I traced the OldList implementation to https://gitlab.haskell.org/ghc/ghc/-/issues/9345. This take version was considered (search for initsT) but the current version was found to be better.

The same might not apply to lazy text though, so it is worth evaluating.

Thanks for finding that thread!

@treeowl might you remember why the queue implementation of inits was chosen in the end instead of the simpler one relying on take? It is mentioned briefly (as initsT) in the ghc issue https://gitlab.haskell.org/ghc/ghc/-/issues/9345 but then "initsQ2 really is better".

I also dug up the libraries thread https://mail.haskell.org/pipermail/libraries/2014-July/023328.html

@Lysxia , it was chosen because it was (surprisingly to me) faster. As I recall, someone who knows more than I do speculated that this had to do with the way GHC represents closures.

I was also quite surprised for a while but I found a simple explanation. I was wrongly assuming that Okasaki's banker's queue was somehow incurring unnecessary overhead. In fact, take does more work per element than the banker's queue's toList function: take has to do one comparison on Int# and one match on a cons cell for every element, whereas toList is a sequence of (++) and reverse (each one producing half of the output list), which only have to match on a cons cell at every step (no Int# comparison).

To confirm this, I managed to write an even faster inits by replacing the banker's queue with a mutable array, whose toList avoids the work of consuming a list.

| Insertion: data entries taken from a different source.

PR #2174, opened 2025-07-06
performance: remove unneeded `ToArray` calls

TimothyMakkison:
Removes unnecessary `ToArray` calls

### DIFF
--- a/Dapper/DynamicParameters.cs
+++ b/Dapper/DynamicParameters.cs
@@ -397,10 +397,10 @@ namespace Dapper
             }
             while (diving is not null);
 
-            var dynamicParamName = string.Concat(names.ToArray());
+            var dynamicParamName = string.Concat(names);
 
             // Before we get all emitty...
-            var lookup = string.Join("|", names.ToArray());
+            var lookup = string.Join("|", names);
 
             var cache = CachedOutputSetters<T>.Cache;
             var setter = (Action<object, DynamicParameters>?)cache[lookup];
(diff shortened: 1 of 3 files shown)


mgravell (approved):
Looks good; I'll need to double check impact on the full TFM range (i.e. the older overloads), but: 👍

Dapper/DynamicParameters.cs
```diff
@@ -397,10 +397,10 @@ static void ThrowInvalidChain()
             }
             while (diving is not null);
 
-            var dynamicParamName = string.Concat(names.ToArray());
+            var dynamicParamName = string.Concat(names);
 
             // Before we get all emitty...
-            var lookup = string.Join("|", names.ToArray());
+            var lookup = string.Join("|", names);
```
mkorsukov, line 403: A "char" vs "string" can be used in `Join()` call.

TimothyMakkison: I'm scared of getting nerd sniped here, but I'm pretty sure they do the same thing. `string.Join(char` and `string.Join(string`. both call `JoinCore`. The only difference is it converts the `char` into a `Span` via `new ReadOnlySpan<char>(in separator)` before calling `JoinCore`. [Code here](https://github.com/dotnet/dotnet/blob/b0f34d51fccc69fd334253924abd8d6853fad7aa/src/runtime/src/libraries/System.Private.CoreLib/src/System/String.Manipulation.cs#L721C13-L726C101)

I would love to know if the generated code is different between `char` and `string`

mkorsukov: You are right, they are similar. I was thinking of semantic use of "char" with the explicit visibility purpose of a-single-char-operation :)

mkorsukov: @mgravell With lots of pull requests in the queue, are we going to have a new Dapper release any time soon? And, if you or your team needs assistance, how can it be possible?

Implementation and benchmarking https://gist.github.com/Lysxia/3b733d87da8ea056c4e4a27fc047e170

Benchmark results (initsA is the new implementation with arrays, initsQ = Data.List.inits, and initsT uses take):
Screenshot 2024-03-13 at 22-18-56 criterion report

Plain text output:

benchmarking initsA
time                 216.7 ms   (210.6 ms .. 221.5 ms)
                     1.000 R²   (0.999 R² .. 1.000 R²)
mean                 214.4 ms   (210.5 ms .. 216.7 ms)
std dev              4.450 ms   (1.862 ms .. 7.362 ms)
variance introduced by outliers: 14% (moderately inflated)

benchmarking initsQ
time                 249.9 ms   (243.1 ms .. 259.4 ms)
                     1.000 R²   (0.999 R² .. 1.000 R²)
mean                 246.9 ms   (245.5 ms .. 248.6 ms)
std dev              2.080 ms   (1.056 ms .. 3.051 ms)
variance introduced by outliers: 16% (moderately inflated)

benchmarking initsT
time                 259.8 ms   (252.5 ms .. 266.8 ms)
                     1.000 R²   (0.999 R² .. 1.000 R²)
mean                 262.6 ms   (260.7 ms .. 264.4 ms)
std dev              2.408 ms   (1.423 ms .. 3.065 ms)
variance introduced by outliers: 16% (moderately inflated)

initsA isn't lazy like the others, so it's hard to make a meaningful comparison.

It is lazy like the others. It uses unsafe primitives but it is entirely invisible for a user of inits, however they choose to force it.

My apologies. I missed one of the unsafePerformIO invocations.

Ah, right... $O(n)$ total cost is possible in spite of my $\Omega(n \log{numChunks})$ lower bound proof above, by cheating a little and returning slices of not-yet-fully-initialized buffers.